Exercise goal | Within this listing, how many lines include the word "functions"? Only the number should be given.

- Opening Delimiter -

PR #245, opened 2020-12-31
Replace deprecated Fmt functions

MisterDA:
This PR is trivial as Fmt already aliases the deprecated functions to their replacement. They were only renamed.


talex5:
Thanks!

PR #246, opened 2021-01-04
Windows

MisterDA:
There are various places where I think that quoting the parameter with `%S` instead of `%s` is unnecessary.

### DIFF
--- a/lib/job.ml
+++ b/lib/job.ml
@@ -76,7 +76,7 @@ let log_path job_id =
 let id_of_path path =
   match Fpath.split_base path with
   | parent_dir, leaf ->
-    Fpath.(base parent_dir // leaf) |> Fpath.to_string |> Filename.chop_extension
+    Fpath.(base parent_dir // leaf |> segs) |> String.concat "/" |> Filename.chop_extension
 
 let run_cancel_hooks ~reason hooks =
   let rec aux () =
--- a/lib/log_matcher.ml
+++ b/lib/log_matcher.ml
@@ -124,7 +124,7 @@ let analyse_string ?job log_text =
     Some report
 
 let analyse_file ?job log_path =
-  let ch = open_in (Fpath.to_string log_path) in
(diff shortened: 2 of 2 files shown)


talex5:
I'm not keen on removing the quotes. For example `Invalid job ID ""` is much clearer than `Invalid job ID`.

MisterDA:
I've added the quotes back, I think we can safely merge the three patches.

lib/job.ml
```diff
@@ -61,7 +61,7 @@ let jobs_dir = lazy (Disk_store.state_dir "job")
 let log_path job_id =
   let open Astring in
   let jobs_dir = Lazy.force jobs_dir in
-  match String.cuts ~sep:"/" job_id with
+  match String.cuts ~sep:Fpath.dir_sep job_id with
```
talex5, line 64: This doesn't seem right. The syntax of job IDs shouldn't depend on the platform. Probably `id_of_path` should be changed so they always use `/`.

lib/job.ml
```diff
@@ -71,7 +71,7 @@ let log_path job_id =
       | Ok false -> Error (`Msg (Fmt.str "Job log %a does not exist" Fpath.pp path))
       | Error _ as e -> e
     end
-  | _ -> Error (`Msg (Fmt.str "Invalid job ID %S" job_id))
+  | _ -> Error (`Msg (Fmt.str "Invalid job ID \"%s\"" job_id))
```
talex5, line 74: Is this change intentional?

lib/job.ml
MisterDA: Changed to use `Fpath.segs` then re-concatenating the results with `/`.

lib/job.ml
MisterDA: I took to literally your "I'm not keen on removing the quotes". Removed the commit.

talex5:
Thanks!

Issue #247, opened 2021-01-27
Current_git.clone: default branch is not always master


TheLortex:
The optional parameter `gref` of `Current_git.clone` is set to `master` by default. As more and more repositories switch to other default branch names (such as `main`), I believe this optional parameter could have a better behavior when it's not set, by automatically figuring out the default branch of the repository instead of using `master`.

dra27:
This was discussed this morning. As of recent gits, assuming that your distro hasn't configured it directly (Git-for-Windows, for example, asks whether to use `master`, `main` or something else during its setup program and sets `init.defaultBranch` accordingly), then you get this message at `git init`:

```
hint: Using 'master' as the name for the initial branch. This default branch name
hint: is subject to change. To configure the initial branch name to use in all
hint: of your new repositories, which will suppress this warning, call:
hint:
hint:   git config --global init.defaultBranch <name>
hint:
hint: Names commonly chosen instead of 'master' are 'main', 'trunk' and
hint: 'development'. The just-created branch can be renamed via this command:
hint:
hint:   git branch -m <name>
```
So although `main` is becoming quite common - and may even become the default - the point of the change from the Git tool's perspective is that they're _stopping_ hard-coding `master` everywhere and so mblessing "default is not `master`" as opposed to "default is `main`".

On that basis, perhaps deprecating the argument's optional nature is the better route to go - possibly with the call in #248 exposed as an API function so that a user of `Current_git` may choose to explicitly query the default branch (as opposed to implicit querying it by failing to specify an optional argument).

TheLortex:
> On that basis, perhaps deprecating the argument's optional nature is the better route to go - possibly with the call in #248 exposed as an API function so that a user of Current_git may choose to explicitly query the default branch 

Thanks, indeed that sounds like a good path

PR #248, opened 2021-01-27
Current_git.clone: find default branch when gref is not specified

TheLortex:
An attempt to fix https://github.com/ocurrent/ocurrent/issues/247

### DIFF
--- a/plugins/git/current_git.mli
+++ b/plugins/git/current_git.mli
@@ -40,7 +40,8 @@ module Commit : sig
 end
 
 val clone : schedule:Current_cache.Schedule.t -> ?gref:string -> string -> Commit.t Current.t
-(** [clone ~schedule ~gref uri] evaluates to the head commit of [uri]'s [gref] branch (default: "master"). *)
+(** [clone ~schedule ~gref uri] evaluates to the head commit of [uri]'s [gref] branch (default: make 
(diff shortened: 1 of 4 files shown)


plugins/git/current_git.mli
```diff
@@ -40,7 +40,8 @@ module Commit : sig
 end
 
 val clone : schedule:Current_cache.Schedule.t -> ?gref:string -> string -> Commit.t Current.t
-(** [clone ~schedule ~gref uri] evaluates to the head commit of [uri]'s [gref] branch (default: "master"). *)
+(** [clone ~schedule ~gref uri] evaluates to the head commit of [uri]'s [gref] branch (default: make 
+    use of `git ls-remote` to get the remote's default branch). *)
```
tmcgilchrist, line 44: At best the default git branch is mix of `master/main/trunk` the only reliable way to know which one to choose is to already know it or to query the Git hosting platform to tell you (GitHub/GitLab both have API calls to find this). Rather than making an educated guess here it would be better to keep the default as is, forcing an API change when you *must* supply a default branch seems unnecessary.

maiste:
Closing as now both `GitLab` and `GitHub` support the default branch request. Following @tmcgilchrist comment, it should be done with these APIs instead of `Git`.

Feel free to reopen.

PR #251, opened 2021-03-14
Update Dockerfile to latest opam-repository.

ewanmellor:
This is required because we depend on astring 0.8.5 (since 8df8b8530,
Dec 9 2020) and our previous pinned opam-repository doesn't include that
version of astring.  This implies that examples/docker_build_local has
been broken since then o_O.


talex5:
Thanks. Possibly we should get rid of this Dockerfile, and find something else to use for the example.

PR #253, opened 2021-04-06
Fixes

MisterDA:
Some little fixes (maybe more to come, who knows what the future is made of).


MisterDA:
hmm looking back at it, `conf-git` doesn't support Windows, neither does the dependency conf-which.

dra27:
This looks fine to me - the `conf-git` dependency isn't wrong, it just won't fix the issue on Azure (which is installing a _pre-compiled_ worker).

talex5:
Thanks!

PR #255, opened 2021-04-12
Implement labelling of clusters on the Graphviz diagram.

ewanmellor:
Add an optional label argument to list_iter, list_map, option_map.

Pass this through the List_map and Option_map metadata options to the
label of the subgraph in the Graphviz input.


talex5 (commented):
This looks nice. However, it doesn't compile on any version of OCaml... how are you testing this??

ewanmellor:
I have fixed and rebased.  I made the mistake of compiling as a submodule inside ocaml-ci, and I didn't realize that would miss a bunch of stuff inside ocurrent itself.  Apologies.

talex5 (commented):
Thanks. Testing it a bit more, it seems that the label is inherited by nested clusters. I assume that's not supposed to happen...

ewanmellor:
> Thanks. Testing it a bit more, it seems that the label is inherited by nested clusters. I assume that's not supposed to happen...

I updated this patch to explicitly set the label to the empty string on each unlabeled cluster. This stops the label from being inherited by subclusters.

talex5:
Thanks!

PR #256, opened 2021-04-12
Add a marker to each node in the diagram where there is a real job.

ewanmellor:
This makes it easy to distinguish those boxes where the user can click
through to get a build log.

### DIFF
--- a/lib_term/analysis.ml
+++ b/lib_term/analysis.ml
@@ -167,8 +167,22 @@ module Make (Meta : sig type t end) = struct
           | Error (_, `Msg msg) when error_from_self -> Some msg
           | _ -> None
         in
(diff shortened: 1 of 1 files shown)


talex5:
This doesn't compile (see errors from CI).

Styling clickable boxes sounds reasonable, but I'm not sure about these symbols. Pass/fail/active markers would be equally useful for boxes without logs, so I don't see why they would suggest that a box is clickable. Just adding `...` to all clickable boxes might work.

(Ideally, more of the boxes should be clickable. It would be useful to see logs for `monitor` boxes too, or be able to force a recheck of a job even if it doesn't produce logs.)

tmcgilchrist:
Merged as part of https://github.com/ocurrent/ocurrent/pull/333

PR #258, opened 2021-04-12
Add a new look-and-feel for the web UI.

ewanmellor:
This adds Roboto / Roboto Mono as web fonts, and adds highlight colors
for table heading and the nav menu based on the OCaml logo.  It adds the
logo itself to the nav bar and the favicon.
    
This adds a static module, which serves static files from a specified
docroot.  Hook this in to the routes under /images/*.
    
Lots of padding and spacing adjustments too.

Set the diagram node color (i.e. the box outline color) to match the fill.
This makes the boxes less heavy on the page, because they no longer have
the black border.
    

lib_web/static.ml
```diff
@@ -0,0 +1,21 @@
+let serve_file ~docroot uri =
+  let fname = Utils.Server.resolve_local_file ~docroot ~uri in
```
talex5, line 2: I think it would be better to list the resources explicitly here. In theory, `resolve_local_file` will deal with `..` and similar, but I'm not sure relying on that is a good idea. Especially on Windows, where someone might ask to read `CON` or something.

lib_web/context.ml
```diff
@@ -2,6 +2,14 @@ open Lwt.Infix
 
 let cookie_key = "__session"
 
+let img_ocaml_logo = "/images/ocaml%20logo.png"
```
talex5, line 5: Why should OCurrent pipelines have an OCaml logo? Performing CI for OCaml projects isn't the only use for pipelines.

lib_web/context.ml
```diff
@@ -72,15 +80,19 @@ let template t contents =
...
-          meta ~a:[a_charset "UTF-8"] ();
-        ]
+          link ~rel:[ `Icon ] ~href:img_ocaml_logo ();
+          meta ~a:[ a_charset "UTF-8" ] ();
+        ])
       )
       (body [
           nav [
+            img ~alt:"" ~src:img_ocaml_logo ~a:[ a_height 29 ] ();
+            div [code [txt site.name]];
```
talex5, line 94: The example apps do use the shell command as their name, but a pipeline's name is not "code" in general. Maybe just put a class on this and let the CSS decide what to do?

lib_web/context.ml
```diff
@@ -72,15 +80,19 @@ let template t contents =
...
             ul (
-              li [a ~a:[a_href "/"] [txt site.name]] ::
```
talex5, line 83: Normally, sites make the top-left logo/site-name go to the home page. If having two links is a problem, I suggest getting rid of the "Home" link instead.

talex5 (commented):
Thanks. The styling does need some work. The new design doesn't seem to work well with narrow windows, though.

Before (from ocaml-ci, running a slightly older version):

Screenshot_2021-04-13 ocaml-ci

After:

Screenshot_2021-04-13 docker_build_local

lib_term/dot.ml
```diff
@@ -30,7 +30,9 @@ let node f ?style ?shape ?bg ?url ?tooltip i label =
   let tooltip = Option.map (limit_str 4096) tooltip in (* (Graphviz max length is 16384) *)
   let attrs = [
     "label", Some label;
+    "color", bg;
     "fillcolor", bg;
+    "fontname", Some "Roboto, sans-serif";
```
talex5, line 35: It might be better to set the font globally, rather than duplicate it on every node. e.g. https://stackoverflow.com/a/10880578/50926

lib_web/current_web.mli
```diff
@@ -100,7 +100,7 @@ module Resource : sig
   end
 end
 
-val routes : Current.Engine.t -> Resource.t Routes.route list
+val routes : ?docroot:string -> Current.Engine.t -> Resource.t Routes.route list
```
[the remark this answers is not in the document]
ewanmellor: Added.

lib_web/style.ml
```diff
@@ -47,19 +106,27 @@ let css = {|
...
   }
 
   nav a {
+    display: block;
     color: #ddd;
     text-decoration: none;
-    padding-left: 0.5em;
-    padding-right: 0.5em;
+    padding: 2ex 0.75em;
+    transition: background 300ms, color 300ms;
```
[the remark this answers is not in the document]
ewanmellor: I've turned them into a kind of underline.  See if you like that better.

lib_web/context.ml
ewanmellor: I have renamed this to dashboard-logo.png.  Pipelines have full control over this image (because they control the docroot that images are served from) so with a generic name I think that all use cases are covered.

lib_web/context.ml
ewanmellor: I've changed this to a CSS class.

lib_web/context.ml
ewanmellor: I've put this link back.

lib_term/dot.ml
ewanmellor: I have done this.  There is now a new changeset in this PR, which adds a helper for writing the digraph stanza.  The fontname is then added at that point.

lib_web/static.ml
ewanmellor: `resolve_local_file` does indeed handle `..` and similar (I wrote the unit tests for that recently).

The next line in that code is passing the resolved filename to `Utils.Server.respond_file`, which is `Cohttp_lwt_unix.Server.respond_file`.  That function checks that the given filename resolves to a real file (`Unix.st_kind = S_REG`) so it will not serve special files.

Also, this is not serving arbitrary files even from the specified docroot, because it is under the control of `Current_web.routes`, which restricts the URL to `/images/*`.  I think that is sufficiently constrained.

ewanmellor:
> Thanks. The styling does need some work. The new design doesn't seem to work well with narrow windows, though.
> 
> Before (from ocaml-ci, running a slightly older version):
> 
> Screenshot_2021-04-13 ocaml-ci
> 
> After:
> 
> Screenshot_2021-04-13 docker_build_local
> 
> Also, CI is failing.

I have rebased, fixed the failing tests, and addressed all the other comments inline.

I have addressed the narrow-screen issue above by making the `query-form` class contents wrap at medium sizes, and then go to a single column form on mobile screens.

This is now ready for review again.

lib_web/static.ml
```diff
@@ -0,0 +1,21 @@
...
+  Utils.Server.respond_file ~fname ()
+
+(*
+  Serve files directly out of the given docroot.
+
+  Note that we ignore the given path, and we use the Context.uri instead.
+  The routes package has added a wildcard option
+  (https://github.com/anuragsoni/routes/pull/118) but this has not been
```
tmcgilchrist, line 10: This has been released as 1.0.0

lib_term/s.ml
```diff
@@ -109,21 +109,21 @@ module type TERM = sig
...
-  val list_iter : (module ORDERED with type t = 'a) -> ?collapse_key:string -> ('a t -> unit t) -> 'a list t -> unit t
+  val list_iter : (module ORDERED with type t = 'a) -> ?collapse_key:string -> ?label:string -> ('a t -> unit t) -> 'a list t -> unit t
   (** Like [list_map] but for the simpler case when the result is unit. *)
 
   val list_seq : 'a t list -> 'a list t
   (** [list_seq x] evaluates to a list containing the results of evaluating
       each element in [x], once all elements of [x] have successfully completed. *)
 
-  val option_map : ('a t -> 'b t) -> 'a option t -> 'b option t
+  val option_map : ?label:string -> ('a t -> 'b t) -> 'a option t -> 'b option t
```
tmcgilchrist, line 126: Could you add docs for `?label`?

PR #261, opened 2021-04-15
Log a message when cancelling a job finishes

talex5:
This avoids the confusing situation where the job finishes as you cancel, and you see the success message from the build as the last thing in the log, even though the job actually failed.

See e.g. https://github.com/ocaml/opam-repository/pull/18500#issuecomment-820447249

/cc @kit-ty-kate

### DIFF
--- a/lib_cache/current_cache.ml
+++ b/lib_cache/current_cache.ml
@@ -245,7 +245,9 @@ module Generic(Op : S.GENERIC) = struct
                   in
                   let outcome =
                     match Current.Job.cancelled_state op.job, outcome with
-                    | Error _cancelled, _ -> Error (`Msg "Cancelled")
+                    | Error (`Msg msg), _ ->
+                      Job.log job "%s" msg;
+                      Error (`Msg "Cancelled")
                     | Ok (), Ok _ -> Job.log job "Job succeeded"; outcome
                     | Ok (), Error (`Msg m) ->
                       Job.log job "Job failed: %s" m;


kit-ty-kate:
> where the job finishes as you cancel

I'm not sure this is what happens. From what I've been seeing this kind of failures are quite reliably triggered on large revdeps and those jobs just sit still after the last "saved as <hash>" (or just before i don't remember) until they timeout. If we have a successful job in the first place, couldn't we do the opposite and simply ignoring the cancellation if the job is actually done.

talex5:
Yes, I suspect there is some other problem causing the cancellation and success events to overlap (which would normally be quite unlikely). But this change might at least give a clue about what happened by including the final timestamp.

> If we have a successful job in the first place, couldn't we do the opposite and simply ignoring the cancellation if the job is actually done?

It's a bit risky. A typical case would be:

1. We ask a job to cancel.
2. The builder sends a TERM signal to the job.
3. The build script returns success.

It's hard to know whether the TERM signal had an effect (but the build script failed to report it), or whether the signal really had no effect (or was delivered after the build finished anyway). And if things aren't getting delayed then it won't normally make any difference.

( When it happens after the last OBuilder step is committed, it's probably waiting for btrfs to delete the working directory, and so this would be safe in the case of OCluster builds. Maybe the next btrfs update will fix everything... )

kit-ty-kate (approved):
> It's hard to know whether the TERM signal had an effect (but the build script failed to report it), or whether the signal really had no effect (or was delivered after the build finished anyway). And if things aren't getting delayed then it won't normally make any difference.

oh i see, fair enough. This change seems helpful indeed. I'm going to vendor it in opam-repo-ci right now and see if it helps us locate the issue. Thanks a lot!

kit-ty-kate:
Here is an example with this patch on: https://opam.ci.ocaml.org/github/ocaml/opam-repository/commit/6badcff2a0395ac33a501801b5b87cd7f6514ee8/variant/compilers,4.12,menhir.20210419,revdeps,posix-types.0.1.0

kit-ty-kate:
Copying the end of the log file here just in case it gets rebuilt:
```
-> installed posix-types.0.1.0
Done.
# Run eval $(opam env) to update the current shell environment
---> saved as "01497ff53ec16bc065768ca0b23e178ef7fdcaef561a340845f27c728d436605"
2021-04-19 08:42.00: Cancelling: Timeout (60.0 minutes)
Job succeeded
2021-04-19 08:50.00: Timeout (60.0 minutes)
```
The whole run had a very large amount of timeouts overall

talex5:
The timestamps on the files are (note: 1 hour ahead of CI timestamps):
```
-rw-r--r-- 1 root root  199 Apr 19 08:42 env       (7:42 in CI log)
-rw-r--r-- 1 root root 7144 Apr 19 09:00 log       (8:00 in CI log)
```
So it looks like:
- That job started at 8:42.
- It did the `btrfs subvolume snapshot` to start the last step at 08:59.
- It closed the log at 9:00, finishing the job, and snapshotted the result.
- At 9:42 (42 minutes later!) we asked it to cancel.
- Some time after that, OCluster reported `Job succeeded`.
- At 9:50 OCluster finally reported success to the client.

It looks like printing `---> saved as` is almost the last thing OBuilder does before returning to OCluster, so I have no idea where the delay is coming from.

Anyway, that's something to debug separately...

- Closing Delimiter -

Result of this exercise | 2